Source Document: Our Study Analysis Review Spreadsheet
Narrative: Heart disease remains a major cause of death in western industrialized nations and around the world. It is extremely difficult, however, to reliably forecast which patients with vague or 'soft' symptoms like chest pain will go on to have a true heart problem like a heart attack or death.
In particular chest pain occurring without electrocardiogram changes or biomarker (i.e. troponin) abnormalities is one such 'soft' symptom, and represents the great majority of chest pain patients seen by health care providers. Unfortunately a small proportion of the-se patients will suffer a heart attack or even death, but reliably testing and treating these people without over-testing and over-treating everyone else has proved impossible with current technologies and decision aids.
This review examines the highest quality data available from emergency department evaluation of patients under age 40 who do not have classic cardiac pain, nor classic EKG abnormalities, nor initial biomarker abnormalities*, and who do not have a history of known heart problems. When a physician judged a patient unlikely to have a coronary syndrome and the above criteria were present, the chance of a heart attack or death was extremely small: 2 in 2043. These 2043 patients were pooled from 13 studies. In these data there was 1 heart attack and one death that occurred within 30 days of the initial evaluation. The one death occurred in a patient with metastatic cancer, and it was unclear if the death was related to heart disease. For conservative purposes we counted this death as potentially cardiac.
*Cardiac enzymes used in all contributing studies were either conventional assays of cardiac troponin or CK-MB. Studies using only high-sensitivity troponin assays were excluded. All troponin data in these studies is based on the initial troponin only.
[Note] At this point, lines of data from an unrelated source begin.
Issue #695, opened 2023-07-28
Unrealistic initial herd structure from the current animal database 


tomhuhh:
## Expected Behavior
Cow percent for parity would follow a similar pattern as shown below. 

1st lactation: 40% 
2nd lactation:  36% 
3rd lactation:  17.5% 
3rd lactation+: 6.5%   

We would like to randomly select 1000 cows from the animal database but with a seed. 

## Current Behavior

1st lactation: 2% 
2nd lactation:  0% 
3rd lactation:  18% 
3rd lactation+: 80%   

![image](https://github.com/RuminantFarmSystems/MASM/assets/52800053/335096e0-e029-4618-b723-c19f11cf0dd5)
![image](https://github.com/RuminantFarmSystems/MASM/assets/52800053/f7a8fac9-2920-4634-a3bf-c6520c5473f7)
![image](https://github.com/RuminantFarmSystems/MASM/assets/52800053/643f1be7-e5bf-4ae0-ad23-e8832a99befa)
![image](https://github.com/RuminantFarmSystems/MASM/assets/52800053/2e540628-9ed1-40cd-85bd-7e4d47a89bb5)

This initial herd structure makes it more difficult (takes longer time) to achieve a stable herd structure in the simulations. 

The first 1000 cows were selected from the animal database in order because 'set_seed' is set to TRUE. 

## Possible Solution

Reset the animal database by changing the "herd_init" in the "animal_management_animal.json" file from "false" to "true" with a reasonable herd inputs in the same file. 

## Steps to Reproduce

1. Simulate 10 years' data using the current version of RuFaS with the "animal_management_animal.json" file as an input. 
2.
3.
4.

tomhuhh:
Updating this issue to a future issue because we have since discovered that the issue is not related to the database itself but rather with how 'set_seed' functions in the code. In the development version of RuFaS, 'set_seed' is set to True. Within the AnimalInitialization class, the 'set_seed' value is used to determine whether animals are selected in a random order from the animal database, ensuring representative sampling from each parity. However, when 'set_seed' is set to True, the animals are not chosen randomly, resulting in an unrepresentative herd structure. In the user version of RuFaS, the code functions correctly because 'set_seed' is set to False. 

A refactoring is likely needed in the future but this is at a lower priority.

JoeWaddell:
When we aren't using a seed, we can randomly sample from the animal database correctly. 

[...]

PR #708, opened 2023-08-01
Fix animal database

tomhuhh:
This PR is to regenerate a new animal database to replace the old database where the percentages for parities one and two are low (< 5%) after the selection.


tomhuhh:
Closing this pull request because we have since discovered that the issue is not related to the database itself but rather with how 'set_seed' functions in the code. In the development version of RuFaS, 'set_seed' is set to True. Within the AnimalInitialization class, the 'set_seed' value is used to determine whether animals are selected in a random order from the animal database, ensuring representative sampling from each parity. However, when 'set_seed' is set to True, the animals are not chosen randomly, resulting in an unrepresentative herd structure.

In the user version of RuFaS, the code functions correctly because 'set_seed' is set to False. This issue has also been discussed in issue #695. Therefore, there is no need to regenerate a database for development purposes.

Closing the branch as well...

Caveats: These data rely on physician judgment which is generally unstructured, and it is likely that there is considerable variation in judgment. The data are from multiple centers though one center disproportionately contributes, and that is an urban emergency department in Philadelphia where chest pain studies are of unusually high quality with complete data collection and excellent 30-day follow-up. This population may exhibit different characteristics than some others, however the sociodemographic profile of this population (low socio-economic status, high minority) would suggest a higher-than-average risk pro-file rather than a diminished risk profile.
Importantly, because there is no evidence that percutaneous coronary intervention is beneficial outside of emergent use during ST-elevation myocardial infarction (major heart attack), and only weak evidence of a long term benefit with bypass surgery, we do not count 'revascularization' as an important outcome.
It is also important to note that there was variation in the clinical criteria used in the con-tributing trials. In other words, the studies included in this analysis did not all use exactly the same criteria that we use in this review article. At every point in the data collection process where there was ambiguity the most conservative option was chosen. For example, some studies did not specify that the treating physician judge the patient as “low risk”—this criterion was added as a conservative measure to support a low false negative rate.